REQUIRED ACTION: Restate the following entries exactly, including every line.

----- INPUT RECORDS

PR #304, opened 2024-03-05
.: bump go version to go1.21

MadhavJivrajani:
**What type of PR is this?**
/kind cleanup

go1.20 is out of support as of ~3 weeks ago and all supported k/k release branches are on go1.21.
This PR bumps version of Go to 1.21.

This PR also cleans up the build tag directives and consistently uses only `//go:build` now

Fixes #

@dims @liggitt - I'm wondering if we put in `go1.21.x` in the `go.mod` or an overall release version like `go1.21` should do like we do in k/k?

**Release note**:
```
NONE
```

/assign @dims @liggitt

### DIFF
--- a/go.mod
+++ b/go.mod
@@ -1,6 +1,6 @@
 module k8s.io/utils
 
-go 1.18
+go 1.21
 
 require (
 	github.com/davecgh/go-spew v1.1.1
--- a/.github/workflows/test.yml
+++ b/.github/workflows/test.yml
@@ -4,7 +4,7 @@ jobs:
   build:
     strategy:
       matrix:
-        go-version: [1.20.x, 1.21.x]
+        go-version: [1.21.x, 1.22.x]
         platform: [windows-latest]
     runs-on: ${{ matrix.platform }}
     steps:
@@ -24,7 +24,7 @@ jobs:
   test:
     strategy:
       matrix:
-        go-version: [1.20.x, 1.21.x]
+        go-version: [1.21.x, 1.22.x]
         platform: [ubuntu-latest, macos-latest]
     runs-on: ${{ matrix.platform }}
     steps:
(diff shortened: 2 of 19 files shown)


MadhavJivrajani:
@logicalhan FYI ^
for your work on the set implementations using built in constraints rather than defining our own.

dims:
cc @xdu31

go.mod
```diff
@@ -1,6 +1,6 @@
 module k8s.io/utils
 
-go 1.18
+go 1.21
```
liggitt, line 3: /hold

This doesn't do what you think it does :-/

This forces anything importing this module to also bump its own `go` module directive to go1.21, and makes go change the defaults for godebug compatibility switch defaults. https://github.com/golang/go/issues/65573 is an open proposal to improve this in go1.23, but until that lands, we need to avoid bumping our go directives past go1.20 in our release-from-HEAD repos like utils/kube-openapi/gengo/etc.

Because this repo only releases from HEAD, if we find a bug we need to fix and backport to older kubernetes versions (like 1.27), this would bump the go.mod version in 1.27 from go1.20 to go1.21, which we don't want. Repos that have release branches (like k/k) are more reasonable to keep pushing the go.mod to latest go at HEAD.

golang.org/x/... modules also keep their go directive at the oldest language version you can build with (e.g. https://cs.opensource.google/go/x/sys/+/master:go.mod has 1.18).

liggitt:
> all supported k/k release branches are on go1.21.

they *build* with go1.21 now, but 1.27 and 1.28 are relying on go1.20-compatible behavior via their `go` directive in their go.mod file, which this would force higher if we ever had to pick up a fix from this repo in those branches.

MadhavJivrajani:
Ahhh right
I see what you mean, the decoupling godebug switches proposal that's ongoing. Makes sense.

We can revisit this once we know what happens there, thanks @liggitt!
/close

----------

FINISHED TASK:
PR #304, opened 2024-03-05
.: bump go version to go1.21

MadhavJivrajani:
**What type of PR is this?**
/kind cleanup

go1.20 is out of support as of ~3 weeks ago and all supported k/k release branches are on go1.21.
This PR bumps version of Go to 1.21.

This PR also cleans up the build tag directives and consistently uses only `//go:build` now

Fixes #

@dims @liggitt - I'm wondering if we put in `go1.21.x` in the `go.mod` or an overall release version like `go1.21` should do like we do in k/k?

**Release note**:
```
NONE
```

/assign @dims @liggitt

### DIFF
--- a/go.mod
+++ b/go.mod
@@ -1,6 +1,6 @@
 module k8s.io/utils
 
-go 1.18
+go 1.21
 
 require (
 	github.com/davecgh/go-spew v1.1.1
--- a/.github/workflows/test.yml
+++ b/.github/workflows/test.yml
@@ -4,7 +4,7 @@ jobs:
   build:
     strategy:
       matrix:
-        go-version: [1.20.x, 1.21.x]
+        go-version: [1.21.x, 1.22.x]
         platform: [windows-latest]
     runs-on: ${{ matrix.platform }}
     steps:
@@ -24,7 +24,7 @@ jobs:
   test:
     strategy:
       matrix:
-        go-version: [1.20.x, 1.21.x]
+        go-version: [1.21.x, 1.22.x]
         platform: [ubuntu-latest, macos-latest]
     runs-on: ${{ matrix.platform }}
     steps:
(diff shortened: 2 of 19 files shown)


MadhavJivrajani:
@logicalhan FYI ^
for your work on the set implementations using built in constraints rather than defining our own.

dims:
cc @xdu31

go.mod
```diff
@@ -1,6 +1,6 @@
 module k8s.io/utils
 
-go 1.18
+go 1.21
```
liggitt, line 3: /hold

This doesn't do what you think it does :-/

This forces anything importing this module to also bump its own `go` module directive to go1.21, and makes go change the defaults for godebug compatibility switch defaults. https://github.com/golang/go/issues/65573 is an open proposal to improve this in go1.23, but until that lands, we need to avoid bumping our go directives past go1.20 in our release-from-HEAD repos like utils/kube-openapi/gengo/etc.

Because this repo only releases from HEAD, if we find a bug we need to fix and backport to older kubernetes versions (like 1.27), this would bump the go.mod version in 1.27 from go1.20 to go1.21, which we don't want. Repos that have release branches (like k/k) are more reasonable to keep pushing the go.mod to latest go at HEAD.

golang.org/x/... modules also keep their go directive at the oldest language version you can build with (e.g. https://cs.opensource.google/go/x/sys/+/master:go.mod has 1.18).

liggitt:
> all supported k/k release branches are on go1.21.

they *build* with go1.21 now, but 1.27 and 1.28 are relying on go1.20-compatible behavior via their `go` directive in their go.mod file, which this would force higher if we ever had to pick up a fix from this repo in those branches.

MadhavJivrajani:
Ahhh right
I see what you mean, the decoupling godebug switches proposal that's ongoing. Makes sense.

We can revisit this once we know what happens there, thanks @liggitt!
/close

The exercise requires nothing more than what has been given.